The climb up Mount Juneau is strenuous and the Granite Creek Trail is a good bypass that brings you to the ridge east of Mount Juneau. Granite Creek’s headwater basin is a gorgeous place to pitch camp for the night, with wildflowers and berries abundant in the summer. From the summit of Mount Juneau, you can catch serene views of the valley below before rejoining Perseverance Trail.
3. Iditarod National Historic Trail
History lovers can experience even more of Alaska’s rich past on the Iditarod National Historic Trail. The entire trail is 1,000 miles between Seward and Nome, but backpackers can take a shorter route along Johnson Pass Trail and end their trek in Girdwood. This unique trail takes hikers through 23 miles of terrain that follows portions of the path sled dog mushers and gold miners took until 1918.

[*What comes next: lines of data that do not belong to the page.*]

PR #1977, opened 2023-07-25
Add the full Waymo 3D object detection example

ianstenbit:
This was originally going to be a keras.io guide, but given the addressable audience, and the fact that we'll be publishing a separate blog post with Waymo, I decided to have it live here instead.


ianstenbit:
> Why not keras.io? Sorry I didn't follow

@jbischof
Basically, this just serves as something we can reference from the Waymo blog post -- it's not meant to be independently discoverable on keras.io

A more generic, formalized "guide" would belong on KerasIO but this is more like an appendix to a pending publication from Waymo

examples/training/object_detection_3d/waymo/train_pillars.py
```diff
@@ -1,129 +1,320 @@
...
-        default_value=-1.0, shape=[global_batch, 1, 200000, 8]
+"""
+Now we can build our model!
+
+We'll define a function to create the model so that we can initialize it inside
+of a tf.distribute scope later on.
+"""
+
+
+def build_centerpillar_model():
```
jbischof, line 192: All I see is "caterpillar" model 😆 . Maybe `center_pillar`?

examples/training/object_detection_3d/waymo/train_pillars.py
```diff
@@ -1,129 +1,320 @@
...
+    """
+    Our first model component is a voxelization layer. This will be used to
+    dynamically map coordinates of a point to a voxel in 3D space.
+    """
+    voxelization_point_net = tf.keras.Sequential(
```
jbischof, line 197: Maybe this should be synced with your Keras Core port?

examples/training/object_detection_3d/waymo/train_pillars.py
```diff
@@ -1,129 +1,320 @@
...
-train_ds = train_ds.apply(
-    tf.data.experimental.dense_to_ragged_batch(
-        global_batch, drop_remainder=True
+
+"""
+Now we can build and compile our model!
+We use a one device strategy in this tutorial, but any strategy will work.
+"""
+
+strategy = tf.distribute.OneDeviceStrategy("/gpu:0")
```
jbischof, line 289: Why is a strategy needed for one device? Don't we do this all the time in our examples without this complication?

jbischof (approved):
Very nice, thank you!

This is a very advanced topic and more technically demanding guide than anything we've ever published. One day it could be cool to write an "intro to 3D OD" style guide that explains what a voxel is but for now this will be very helpful to those in the know.

wof
I'd like to buy a voxel for $250!

PR #1067, opened 2022-12-01
Update stable_diffusion `num_steps` to be 50

LukeWood:
fixes https://github.com/keras-team/keras-cv/issues/1043

PR #1980, opened 2023-07-26
Fix broken StableDiffusion tests

ianstenbit:
These tests were broken by #1067

### DIFF
--- a/keras_cv/models/stable_diffusion/stable_diffusion_test.py
+++ b/keras_cv/models/stable_diffusion/stable_diffusion_test.py
@@ -21,6 +21,7 @@ from keras_cv.tests.test_case import TestCase
 
 
 @pytest.mark.extra_large
+@pytest.mark.tf_keras_only
 class StableDiffusionTest(TestCase):
     def test_end_to_end_golden_value(self):
         prompt = "a caterpillar smoking a hookah while sitting on a mushroom"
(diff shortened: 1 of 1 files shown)


keras_cv/models/stable_diffusion/stable_diffusion_test.py
```diff
@@ -12,30 +12,34 @@
...
 
+import pytest
 import tensorflow as tf
 from tensorflow.keras import mixed_precision
 
 from keras_cv.models import StableDiffusion
 from keras_cv.tests.test_case import TestCase
 
 
+@pytest.mark.extra_large
```
jbischof, line 23: Should we add `@pytest.mark.tf_keras_only`?

keras_cv/models/stable_diffusion/stable_diffusion_test.py
```diff
@@ -12,30 +12,34 @@
...
 class StableDiffusionTest(TestCase):
-    def DISABLED_test_end_to_end_golden_value(self):
+    def test_end_to_end_golden_value(self):
         prompt = "a caterpillar smoking a hookah while sitting on a mushroom"
         stablediff = StableDiffusion(128, 128)
 
-        img = stablediff.text_to_image(prompt, seed=1337)
+        img = stablediff.text_to_image(prompt, seed=1337, num_steps=25)
```
jbischof, line 29: You could also just change the answer to `[32, 255, 238]`

jbischof (approved):
Thanks!

keras_cv/models/stable_diffusion/stable_diffusion_test.py
ianstenbit: Yeah, I just wanted to make sure that something wasn't broken and we did in fact still have a stable forward pass. At the very least, this makes the test much faster because it does fewer diffusion steps.

PR #1982, opened 2023-07-26
Migrate StableDiffusion to Keras Core

### LINKED ISSUE #1952: Port Stable Diffusion to Keras Core

jbischof:
Resolves #1952

Manually ran `extra_large` tests on local machine.


jbischof:
Currently getting error:
```
AttributeError: module 'keras.api._v2.keras' has no attribute 'random' 
```

keras_cv/models/stable_diffusion/noise_scheduler.py
```diff
@@ -198,14 +195,14 @@ def add_noise(
         noise,
         timesteps,
     ):
-        sqrt_alpha_prod = tf.gather(self.alphas_cumprod, timesteps) ** 0.5
+        sqrt_alpha_prod = ops.take(self.alphas_cumprod, timesteps) ** 0.5
```
jbischof, line 198: @mattdangerw are these equivalent?

mattdangerw: Looks like 1d inputs? should be!

keras_cv/models/stable_diffusion/stable_diffusion.py
```diff
@@ -325,19 +328,21 @@ def _get_initial_alphas(self, timesteps):
...
+            return random.normal(
+                (batch_size, self.img_height // 8, self.img_width // 8, 4),
+                seed=self.seed_generator,
             )
 
     @staticmethod
     def _get_pos_ids():
-        return tf.convert_to_tensor(
-            [list(range(MAX_PROMPT_LENGTH))], dtype=tf.int32
+        return ops.convert_to_tensor(
```
jbischof, line 343: Should probably just be `arange` or something more numpy

ianstenbit:
I screwed up this branch so I'm going to nuke this PR and start over

ianstenbit:
I think this is ready for another look.

The only outstanding question I have is:

How do we want to handle testing?

Golden values will be different across backends because the random seeding can't be made exactly identical for all 3. We could hypothetically store some floats in an NPZ file in the repo to address this, but that feels ugly to me.

Maybe we just test the numerics with only 1 backend, and for the others just assert that it is able to do a forward pass?

ianstenbit (approved):
This generally LGTM (although I added some commits so we should def. get an approval from Matt).

WRT testing -- I am happy to figure that out here or in a separate PR.

jbischof:
> I think this is ready for another look.
> 
> The only outstanding question I have is:
> 
> How do we want to handle testing?
> 
> Golden values will be different across backends because the random seeding can't be made exactly identical for all 3. We could hypothetically store some floats in an NPZ file in the repo to address this, but that feels ugly to me.
> 
> Maybe we just test the numerics with only 1 backend, and for the others just assert that it is able to do a forward pass?

I agree with this strategy @ianstenbit! Now that we're reduced the runtime of these tests, I propose adding the e2e golden value test to GCB and leaving the rest for manual debugging. WDYT?

keras_cv/models/stable_diffusion/stable_diffusion_test.py
```diff
@@ -13,24 +13,23 @@
...
+from keras_cv.backend import ops
+from keras_cv.backend import random
 from keras_cv.models import StableDiffusion
 from keras_cv.tests.test_case import TestCase
 
 
 @pytest.mark.extra_large
-@pytest.mark.tf_keras_only
 class StableDiffusionTest(TestCase):
+    @pytest.mark.large
```
jbischof, line 26: Actually this is already marked for GCB testing. Don't remember if I did this or you, but perfect!

jbischof:
@ianstenbit friendly ping on testing here

jbischof:
@mattdangerw friendly ping for review

ianstenbit (approved):
New test approach LGTM -- thanks Jonathan!
Feel free to merge.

This route is known for its diverse scenery, climate and wildlife, making it a popular destination for travelers backpacking Alaska. With beautiful campsites along the way nestled among trees and overlooking mountain lakes, this backpacking trail isn’t one to miss.
4. Resurrection River Trail
Resurrection River Trail is a 17-mile hike to Russian Lakes Trail. Hikers begin at Exit Glacier Road and travel through dense forest most of the way. There are occasional views of the surrounding mountains and valleys, with sections of heavy brush. Hikers will also need to do some creek hopping on this strenuous trek. Travelers should be aware of washed-out areas, downed trees and challenging terrain.
5. Deer Mountain
This hike on the Deer Mountain Trail to Blue Lake is a popular route with views of southeast Alaska’s islands, fjords and basins. To get to Deer Mountain, hikers walk 2.5 miles through Sitka spruce forest and catch a glimpse of the Pacific Ocean. Another 4.5 miles takes you to Blue Lake, with several basins suitable for sleeping along the way.
This Ketchikan hiking tour takes about 12.5 miles for the full traverse, and hikers can choose to spend two or three days making the trip.
6. K’esugi Ridge Trail
K’esugi Ridge Trail is a 29-mile route through Denali State Park with options for trips between 15.3 and 37 miles. This multi-day hike provides spectacular views of Denali and alpine lakes. The hike takes most travelers between two and four days and ends at Byers Lake Campground.
The K’esugi Ridge Trail system is a moderate hike for travelers of all experience levels. There’s little shelter on the ridge and the area is known as bear country, so hikers should prepare for inclement weather and carry bear deterrents.